THE DATA START

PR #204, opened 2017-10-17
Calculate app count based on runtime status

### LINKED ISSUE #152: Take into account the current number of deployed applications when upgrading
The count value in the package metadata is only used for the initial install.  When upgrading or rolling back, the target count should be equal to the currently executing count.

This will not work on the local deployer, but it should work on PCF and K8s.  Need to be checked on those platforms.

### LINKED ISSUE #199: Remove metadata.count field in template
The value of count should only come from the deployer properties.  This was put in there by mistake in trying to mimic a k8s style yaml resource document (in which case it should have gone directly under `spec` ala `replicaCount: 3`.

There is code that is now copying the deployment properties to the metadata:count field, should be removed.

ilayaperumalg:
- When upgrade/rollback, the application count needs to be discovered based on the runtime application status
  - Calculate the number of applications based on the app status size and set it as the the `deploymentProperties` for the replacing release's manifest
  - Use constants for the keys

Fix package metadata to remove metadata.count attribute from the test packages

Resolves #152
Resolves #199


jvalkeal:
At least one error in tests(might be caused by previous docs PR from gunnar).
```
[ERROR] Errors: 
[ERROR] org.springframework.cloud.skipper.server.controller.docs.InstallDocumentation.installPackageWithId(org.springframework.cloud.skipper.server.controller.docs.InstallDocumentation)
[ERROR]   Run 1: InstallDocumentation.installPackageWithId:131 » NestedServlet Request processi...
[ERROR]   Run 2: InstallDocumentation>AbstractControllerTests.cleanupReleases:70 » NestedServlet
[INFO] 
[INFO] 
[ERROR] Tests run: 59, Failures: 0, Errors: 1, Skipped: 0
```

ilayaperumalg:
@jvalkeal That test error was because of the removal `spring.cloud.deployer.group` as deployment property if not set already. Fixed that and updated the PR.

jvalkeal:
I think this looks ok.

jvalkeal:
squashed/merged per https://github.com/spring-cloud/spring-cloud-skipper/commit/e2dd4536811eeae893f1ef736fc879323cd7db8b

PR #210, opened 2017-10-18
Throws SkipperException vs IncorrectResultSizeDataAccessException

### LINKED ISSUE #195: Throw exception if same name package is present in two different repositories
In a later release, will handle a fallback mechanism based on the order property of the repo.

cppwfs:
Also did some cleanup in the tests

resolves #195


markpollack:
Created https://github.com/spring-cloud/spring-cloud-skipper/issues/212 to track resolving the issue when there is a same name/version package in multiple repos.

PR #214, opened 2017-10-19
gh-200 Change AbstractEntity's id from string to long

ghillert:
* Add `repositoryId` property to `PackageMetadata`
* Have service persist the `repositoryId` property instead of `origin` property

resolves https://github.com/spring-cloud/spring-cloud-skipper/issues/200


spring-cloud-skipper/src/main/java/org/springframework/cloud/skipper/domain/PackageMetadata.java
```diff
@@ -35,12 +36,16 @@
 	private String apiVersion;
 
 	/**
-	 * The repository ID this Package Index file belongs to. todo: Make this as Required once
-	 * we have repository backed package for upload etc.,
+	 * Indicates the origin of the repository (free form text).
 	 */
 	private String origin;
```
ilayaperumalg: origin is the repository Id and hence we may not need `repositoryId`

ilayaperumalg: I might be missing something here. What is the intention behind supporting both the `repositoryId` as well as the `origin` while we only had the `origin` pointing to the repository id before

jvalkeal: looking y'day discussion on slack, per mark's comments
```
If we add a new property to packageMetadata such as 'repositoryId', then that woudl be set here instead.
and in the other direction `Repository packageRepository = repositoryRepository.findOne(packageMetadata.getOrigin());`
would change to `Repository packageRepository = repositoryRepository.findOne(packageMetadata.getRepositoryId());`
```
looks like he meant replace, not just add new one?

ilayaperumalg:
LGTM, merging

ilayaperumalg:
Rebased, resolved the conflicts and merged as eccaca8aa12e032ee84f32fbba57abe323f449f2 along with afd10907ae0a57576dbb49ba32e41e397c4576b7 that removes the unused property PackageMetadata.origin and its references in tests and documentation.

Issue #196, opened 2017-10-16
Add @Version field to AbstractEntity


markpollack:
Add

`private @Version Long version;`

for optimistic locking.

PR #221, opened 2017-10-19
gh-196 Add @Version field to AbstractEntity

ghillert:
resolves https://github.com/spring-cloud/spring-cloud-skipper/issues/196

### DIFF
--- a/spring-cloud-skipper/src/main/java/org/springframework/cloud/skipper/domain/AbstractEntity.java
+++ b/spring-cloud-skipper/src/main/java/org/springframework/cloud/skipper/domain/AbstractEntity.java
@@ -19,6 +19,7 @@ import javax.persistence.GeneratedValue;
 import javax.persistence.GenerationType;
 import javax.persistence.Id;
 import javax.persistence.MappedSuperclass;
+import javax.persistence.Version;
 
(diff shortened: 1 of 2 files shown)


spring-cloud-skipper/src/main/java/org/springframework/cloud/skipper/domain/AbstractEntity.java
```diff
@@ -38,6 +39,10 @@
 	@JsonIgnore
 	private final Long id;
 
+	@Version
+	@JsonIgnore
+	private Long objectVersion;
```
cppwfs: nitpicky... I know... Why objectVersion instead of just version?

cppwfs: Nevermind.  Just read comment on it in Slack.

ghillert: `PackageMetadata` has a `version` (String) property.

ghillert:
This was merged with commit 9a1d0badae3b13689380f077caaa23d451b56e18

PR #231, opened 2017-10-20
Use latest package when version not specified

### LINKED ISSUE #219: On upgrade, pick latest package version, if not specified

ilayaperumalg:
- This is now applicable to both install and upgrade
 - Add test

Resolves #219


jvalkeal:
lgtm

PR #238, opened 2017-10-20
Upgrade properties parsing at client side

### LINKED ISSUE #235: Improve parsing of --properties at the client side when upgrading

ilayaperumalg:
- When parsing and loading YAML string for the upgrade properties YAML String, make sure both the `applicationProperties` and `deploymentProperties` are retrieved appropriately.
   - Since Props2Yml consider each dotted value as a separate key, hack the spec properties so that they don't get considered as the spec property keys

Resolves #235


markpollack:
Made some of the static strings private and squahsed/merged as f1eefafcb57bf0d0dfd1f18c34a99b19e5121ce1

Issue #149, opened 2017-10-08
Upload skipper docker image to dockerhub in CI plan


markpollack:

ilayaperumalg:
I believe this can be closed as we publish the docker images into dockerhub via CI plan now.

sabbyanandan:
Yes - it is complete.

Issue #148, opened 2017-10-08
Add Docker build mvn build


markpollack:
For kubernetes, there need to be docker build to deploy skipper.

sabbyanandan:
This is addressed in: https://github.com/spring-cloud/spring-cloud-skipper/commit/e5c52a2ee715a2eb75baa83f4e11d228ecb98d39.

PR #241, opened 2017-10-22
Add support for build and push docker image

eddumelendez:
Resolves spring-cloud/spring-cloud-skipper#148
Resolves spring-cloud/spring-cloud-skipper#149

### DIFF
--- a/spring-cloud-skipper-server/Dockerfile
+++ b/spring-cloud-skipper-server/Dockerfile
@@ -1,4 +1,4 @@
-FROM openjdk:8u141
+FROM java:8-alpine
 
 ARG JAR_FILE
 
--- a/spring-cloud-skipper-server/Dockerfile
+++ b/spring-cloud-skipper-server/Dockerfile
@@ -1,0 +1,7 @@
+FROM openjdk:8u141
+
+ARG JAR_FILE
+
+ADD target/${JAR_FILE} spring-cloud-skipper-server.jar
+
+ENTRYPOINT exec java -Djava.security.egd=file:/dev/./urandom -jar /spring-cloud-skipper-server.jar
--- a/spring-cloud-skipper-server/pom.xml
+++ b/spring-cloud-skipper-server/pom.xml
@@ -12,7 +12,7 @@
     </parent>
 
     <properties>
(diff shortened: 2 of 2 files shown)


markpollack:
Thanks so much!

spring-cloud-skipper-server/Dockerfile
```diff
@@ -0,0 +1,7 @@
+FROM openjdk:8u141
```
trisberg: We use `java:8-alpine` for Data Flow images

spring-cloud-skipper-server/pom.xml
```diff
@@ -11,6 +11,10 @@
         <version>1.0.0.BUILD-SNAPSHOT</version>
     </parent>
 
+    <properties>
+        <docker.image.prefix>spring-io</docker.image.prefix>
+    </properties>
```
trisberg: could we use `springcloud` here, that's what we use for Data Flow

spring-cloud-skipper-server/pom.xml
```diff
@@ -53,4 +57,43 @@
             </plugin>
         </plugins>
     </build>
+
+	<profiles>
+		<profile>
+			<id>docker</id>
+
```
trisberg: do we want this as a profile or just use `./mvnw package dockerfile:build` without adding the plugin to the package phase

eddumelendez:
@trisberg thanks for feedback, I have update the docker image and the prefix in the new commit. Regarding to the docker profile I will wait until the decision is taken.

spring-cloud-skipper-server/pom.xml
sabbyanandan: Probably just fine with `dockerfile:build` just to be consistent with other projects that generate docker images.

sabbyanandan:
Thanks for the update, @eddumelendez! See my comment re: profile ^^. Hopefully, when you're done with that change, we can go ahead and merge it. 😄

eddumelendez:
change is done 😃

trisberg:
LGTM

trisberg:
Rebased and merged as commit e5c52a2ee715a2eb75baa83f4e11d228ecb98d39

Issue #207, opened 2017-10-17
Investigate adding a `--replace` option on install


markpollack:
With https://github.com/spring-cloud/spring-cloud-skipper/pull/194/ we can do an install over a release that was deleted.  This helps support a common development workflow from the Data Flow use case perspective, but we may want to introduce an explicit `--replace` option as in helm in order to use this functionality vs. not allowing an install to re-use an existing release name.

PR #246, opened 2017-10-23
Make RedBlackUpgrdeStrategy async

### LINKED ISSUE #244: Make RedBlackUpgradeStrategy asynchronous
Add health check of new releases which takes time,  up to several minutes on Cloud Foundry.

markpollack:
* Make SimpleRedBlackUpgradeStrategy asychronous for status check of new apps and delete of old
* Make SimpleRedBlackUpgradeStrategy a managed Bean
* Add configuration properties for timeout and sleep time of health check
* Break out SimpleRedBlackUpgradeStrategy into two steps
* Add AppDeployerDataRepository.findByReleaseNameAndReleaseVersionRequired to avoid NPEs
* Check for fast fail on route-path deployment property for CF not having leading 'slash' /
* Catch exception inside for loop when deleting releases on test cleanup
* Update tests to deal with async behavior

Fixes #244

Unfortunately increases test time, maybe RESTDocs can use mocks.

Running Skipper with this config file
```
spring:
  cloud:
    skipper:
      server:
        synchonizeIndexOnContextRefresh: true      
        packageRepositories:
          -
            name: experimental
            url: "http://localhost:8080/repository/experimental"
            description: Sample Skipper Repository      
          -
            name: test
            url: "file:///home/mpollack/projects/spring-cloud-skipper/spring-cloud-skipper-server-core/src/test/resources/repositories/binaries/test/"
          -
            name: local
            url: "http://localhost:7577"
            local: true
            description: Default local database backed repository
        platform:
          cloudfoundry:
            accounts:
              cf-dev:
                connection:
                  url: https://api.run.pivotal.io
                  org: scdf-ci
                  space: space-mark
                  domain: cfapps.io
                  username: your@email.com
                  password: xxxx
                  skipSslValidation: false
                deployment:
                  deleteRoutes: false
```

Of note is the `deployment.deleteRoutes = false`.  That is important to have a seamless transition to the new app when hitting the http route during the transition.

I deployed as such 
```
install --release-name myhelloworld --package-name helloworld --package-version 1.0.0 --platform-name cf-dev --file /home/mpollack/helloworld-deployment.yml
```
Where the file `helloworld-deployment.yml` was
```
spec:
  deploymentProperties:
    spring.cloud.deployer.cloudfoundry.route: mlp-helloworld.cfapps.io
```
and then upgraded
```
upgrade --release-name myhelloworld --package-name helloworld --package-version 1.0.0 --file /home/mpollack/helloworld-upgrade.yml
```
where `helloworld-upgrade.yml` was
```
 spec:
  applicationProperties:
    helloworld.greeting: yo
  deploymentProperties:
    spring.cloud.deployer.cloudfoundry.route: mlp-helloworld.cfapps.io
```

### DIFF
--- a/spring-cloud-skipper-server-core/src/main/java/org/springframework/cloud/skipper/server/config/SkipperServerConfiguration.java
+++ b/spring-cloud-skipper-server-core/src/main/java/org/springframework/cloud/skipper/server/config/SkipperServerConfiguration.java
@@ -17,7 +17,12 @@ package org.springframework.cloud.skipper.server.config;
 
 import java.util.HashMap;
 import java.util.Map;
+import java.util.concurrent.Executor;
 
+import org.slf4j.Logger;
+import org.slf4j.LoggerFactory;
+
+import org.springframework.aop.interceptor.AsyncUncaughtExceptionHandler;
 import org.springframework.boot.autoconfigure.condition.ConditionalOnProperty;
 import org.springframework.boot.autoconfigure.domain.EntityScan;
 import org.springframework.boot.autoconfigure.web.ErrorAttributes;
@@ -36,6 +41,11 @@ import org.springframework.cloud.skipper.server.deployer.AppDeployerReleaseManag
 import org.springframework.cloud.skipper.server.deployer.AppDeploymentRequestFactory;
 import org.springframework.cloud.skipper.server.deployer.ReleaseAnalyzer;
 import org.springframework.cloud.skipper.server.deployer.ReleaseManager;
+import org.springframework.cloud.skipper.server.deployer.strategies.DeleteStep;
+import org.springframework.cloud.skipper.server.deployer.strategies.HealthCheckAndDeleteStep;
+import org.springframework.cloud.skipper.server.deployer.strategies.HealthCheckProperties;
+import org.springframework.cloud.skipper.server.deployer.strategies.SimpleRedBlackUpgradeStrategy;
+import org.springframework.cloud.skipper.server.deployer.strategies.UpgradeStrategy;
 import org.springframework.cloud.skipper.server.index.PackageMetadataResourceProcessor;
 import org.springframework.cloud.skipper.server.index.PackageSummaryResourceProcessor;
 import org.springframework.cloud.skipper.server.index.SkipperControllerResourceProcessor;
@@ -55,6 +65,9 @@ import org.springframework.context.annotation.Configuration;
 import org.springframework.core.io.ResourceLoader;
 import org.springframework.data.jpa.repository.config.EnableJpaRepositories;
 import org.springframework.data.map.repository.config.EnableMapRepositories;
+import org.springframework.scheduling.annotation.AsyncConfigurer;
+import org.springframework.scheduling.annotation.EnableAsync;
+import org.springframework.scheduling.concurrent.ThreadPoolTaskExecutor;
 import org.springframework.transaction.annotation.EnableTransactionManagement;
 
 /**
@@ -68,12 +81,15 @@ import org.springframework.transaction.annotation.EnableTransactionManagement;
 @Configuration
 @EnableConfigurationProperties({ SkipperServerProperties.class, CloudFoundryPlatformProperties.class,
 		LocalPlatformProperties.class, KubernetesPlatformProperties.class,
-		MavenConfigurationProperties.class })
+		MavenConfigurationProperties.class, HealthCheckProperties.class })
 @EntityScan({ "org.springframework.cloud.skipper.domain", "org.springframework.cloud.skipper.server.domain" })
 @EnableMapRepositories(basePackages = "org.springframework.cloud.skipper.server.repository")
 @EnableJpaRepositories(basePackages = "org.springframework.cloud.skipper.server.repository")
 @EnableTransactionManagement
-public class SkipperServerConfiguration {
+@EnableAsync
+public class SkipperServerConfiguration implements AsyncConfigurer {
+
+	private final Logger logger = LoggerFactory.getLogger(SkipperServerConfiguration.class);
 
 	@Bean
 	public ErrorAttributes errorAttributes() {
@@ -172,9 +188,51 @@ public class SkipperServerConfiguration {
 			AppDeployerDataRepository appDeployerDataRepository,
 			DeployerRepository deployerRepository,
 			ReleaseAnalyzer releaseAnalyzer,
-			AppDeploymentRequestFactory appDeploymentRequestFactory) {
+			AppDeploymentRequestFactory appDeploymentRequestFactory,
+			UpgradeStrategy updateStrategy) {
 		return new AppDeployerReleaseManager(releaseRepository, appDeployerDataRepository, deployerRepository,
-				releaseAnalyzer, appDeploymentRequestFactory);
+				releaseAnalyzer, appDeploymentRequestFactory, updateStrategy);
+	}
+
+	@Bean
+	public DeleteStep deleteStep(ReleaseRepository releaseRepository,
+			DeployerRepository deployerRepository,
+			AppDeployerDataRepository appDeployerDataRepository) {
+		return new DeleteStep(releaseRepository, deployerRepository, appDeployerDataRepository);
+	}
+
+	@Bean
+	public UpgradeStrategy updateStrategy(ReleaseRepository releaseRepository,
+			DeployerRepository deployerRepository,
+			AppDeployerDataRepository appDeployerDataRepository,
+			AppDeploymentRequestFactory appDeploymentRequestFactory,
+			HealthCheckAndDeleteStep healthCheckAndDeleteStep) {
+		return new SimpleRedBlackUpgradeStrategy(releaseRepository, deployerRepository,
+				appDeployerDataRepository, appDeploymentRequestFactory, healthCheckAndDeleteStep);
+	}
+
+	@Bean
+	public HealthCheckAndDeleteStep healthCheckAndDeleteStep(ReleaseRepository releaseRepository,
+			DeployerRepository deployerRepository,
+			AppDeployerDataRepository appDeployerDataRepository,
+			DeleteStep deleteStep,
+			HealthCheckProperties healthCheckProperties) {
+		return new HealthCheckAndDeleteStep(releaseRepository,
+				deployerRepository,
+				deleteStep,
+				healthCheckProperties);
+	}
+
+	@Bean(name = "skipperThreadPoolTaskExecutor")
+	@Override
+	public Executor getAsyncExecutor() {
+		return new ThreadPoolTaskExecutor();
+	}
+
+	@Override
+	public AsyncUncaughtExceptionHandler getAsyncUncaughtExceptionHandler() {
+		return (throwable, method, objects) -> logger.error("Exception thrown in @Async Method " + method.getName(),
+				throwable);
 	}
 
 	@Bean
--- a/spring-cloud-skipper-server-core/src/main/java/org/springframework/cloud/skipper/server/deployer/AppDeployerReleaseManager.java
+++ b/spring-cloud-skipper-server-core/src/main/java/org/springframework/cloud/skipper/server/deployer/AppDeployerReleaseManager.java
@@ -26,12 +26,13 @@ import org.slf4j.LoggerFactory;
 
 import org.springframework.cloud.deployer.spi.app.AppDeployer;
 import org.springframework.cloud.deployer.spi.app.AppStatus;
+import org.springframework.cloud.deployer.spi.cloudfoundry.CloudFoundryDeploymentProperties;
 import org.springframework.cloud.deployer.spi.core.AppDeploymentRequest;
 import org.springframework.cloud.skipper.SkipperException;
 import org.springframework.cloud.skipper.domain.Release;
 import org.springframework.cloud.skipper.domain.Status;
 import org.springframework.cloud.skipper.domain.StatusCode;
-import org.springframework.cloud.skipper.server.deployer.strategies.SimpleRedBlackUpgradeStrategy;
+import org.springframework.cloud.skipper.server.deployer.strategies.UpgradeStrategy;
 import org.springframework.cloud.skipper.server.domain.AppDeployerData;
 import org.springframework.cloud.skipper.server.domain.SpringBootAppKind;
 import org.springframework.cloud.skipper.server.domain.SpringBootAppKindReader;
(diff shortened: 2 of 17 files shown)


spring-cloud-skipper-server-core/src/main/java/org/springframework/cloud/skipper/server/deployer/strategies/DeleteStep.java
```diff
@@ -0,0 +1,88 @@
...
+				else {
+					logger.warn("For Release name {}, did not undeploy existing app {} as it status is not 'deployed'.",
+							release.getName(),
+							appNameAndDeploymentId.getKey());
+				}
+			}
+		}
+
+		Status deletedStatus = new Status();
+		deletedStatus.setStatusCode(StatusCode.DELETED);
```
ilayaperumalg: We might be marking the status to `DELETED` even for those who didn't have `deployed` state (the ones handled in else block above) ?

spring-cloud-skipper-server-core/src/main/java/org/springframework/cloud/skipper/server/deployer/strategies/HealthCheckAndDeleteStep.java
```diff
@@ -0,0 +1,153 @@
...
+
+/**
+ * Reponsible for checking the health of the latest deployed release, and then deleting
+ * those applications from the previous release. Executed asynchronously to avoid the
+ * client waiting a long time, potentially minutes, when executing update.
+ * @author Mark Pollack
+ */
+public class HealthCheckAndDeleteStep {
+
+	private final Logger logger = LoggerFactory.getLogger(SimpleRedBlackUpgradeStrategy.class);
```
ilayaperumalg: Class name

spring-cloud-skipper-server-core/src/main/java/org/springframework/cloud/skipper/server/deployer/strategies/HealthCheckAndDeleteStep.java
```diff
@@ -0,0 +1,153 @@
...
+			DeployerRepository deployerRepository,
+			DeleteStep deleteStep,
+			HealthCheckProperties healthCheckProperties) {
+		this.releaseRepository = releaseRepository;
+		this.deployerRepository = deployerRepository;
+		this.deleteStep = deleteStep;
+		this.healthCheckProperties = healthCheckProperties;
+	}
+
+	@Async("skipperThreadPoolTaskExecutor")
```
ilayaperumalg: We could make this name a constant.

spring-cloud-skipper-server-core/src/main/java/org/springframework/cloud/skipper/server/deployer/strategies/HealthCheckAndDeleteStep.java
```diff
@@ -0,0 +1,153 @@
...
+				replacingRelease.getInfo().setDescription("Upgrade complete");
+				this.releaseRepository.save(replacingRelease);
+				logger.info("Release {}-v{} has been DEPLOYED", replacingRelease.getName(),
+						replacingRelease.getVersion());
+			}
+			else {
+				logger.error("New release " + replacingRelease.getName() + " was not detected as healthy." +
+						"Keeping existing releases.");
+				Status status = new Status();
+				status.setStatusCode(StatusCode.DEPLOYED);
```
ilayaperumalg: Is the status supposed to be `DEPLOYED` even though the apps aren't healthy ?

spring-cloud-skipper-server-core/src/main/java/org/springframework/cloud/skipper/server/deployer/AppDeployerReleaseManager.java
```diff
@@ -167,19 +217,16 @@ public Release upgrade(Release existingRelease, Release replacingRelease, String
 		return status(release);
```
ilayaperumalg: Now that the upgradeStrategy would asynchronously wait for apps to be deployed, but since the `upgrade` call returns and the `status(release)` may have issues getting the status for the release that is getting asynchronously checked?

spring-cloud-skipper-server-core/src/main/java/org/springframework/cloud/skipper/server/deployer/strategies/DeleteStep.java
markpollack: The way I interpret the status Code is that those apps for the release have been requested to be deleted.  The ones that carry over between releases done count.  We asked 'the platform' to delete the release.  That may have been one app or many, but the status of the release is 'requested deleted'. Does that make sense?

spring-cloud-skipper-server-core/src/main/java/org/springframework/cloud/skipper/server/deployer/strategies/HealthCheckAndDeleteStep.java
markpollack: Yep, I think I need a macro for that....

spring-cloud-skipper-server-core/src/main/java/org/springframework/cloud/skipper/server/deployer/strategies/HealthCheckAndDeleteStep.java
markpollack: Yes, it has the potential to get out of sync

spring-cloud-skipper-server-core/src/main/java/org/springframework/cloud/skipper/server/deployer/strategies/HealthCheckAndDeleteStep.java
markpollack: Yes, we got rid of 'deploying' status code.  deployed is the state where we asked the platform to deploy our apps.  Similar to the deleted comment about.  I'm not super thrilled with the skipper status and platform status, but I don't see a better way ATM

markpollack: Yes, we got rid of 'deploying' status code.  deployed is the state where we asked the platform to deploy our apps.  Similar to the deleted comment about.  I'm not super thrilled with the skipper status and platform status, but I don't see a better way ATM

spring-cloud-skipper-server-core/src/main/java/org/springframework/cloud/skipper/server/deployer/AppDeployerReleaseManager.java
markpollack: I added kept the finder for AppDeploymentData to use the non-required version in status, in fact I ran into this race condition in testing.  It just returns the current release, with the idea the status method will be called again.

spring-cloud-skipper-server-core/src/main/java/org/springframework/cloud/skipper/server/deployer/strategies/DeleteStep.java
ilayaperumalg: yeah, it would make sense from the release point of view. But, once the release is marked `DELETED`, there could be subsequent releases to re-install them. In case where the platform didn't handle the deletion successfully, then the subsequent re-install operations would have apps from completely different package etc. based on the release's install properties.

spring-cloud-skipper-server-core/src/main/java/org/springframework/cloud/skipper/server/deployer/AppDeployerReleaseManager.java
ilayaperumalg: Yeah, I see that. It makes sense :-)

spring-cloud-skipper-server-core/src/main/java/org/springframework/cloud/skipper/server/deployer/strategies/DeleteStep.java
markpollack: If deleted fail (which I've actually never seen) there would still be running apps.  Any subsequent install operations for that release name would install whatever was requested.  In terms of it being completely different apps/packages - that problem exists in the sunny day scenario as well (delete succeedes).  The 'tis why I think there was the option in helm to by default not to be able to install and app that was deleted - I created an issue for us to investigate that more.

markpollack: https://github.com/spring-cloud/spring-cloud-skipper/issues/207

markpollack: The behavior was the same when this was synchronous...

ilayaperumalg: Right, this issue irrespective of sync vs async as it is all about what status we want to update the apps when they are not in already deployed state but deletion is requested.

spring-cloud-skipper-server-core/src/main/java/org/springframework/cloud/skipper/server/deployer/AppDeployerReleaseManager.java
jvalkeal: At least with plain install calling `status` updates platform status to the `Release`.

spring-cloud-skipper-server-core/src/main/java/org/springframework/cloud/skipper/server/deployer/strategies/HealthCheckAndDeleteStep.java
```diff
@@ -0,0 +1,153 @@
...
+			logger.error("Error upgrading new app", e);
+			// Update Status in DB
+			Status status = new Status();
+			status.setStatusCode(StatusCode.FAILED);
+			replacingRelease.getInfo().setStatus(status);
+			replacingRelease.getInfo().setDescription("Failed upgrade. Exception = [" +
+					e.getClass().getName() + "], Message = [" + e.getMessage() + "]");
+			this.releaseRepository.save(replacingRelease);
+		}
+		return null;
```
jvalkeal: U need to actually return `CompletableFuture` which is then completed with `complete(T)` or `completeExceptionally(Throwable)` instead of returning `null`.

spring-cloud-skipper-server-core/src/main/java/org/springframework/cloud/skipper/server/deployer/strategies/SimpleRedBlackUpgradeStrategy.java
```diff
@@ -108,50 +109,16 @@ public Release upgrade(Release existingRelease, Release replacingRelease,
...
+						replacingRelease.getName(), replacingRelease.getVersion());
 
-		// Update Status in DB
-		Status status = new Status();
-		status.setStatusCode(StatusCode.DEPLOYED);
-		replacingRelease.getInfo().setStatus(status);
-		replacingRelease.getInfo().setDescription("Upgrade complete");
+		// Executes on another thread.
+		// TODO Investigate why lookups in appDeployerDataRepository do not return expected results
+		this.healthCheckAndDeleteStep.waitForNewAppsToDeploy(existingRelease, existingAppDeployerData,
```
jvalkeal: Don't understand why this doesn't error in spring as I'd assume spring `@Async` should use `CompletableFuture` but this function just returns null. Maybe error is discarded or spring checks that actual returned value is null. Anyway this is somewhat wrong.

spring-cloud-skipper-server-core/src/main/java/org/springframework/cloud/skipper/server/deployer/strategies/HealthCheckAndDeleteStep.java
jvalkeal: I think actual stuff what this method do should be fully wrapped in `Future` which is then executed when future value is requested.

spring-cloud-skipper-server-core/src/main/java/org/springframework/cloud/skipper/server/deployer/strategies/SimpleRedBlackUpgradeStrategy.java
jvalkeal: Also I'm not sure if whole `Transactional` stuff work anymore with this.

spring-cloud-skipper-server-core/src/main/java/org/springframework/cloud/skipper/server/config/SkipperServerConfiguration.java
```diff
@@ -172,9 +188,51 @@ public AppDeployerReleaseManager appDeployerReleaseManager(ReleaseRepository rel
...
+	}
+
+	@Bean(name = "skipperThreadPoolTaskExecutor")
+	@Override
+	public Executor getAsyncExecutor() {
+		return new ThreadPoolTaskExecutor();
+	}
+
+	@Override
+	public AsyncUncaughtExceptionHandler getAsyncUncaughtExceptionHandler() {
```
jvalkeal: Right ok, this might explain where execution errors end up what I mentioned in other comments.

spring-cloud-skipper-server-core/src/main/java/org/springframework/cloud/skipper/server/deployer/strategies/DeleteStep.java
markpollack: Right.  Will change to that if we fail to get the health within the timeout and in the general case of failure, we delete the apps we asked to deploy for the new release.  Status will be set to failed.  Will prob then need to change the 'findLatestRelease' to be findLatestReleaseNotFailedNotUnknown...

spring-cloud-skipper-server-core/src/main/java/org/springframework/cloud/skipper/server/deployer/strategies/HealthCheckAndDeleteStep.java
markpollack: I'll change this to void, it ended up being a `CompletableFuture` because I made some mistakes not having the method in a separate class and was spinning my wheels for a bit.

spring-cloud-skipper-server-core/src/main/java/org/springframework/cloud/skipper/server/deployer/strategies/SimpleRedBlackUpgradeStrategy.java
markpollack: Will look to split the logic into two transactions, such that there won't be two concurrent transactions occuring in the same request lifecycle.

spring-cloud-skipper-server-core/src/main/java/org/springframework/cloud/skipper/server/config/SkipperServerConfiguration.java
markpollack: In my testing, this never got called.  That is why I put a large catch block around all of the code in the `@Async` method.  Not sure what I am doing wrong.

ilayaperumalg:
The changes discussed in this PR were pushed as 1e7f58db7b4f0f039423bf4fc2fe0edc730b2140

THE DATA END

* [EXERCISE PROMPT]: The answer must be a verbatim transcription of the entries above, from the first line through the line that contains "The count value", and nothing more.

* [ANSWER SPACE]:
PR #204, opened 2017-10-17
Calculate app count based on runtime status

### LINKED ISSUE #152: Take into account the current number of deployed applications when upgrading
The count value in the package metadata is only used for the initial install.  When upgrading or rolling back, the target count should be equal to the currently executing count.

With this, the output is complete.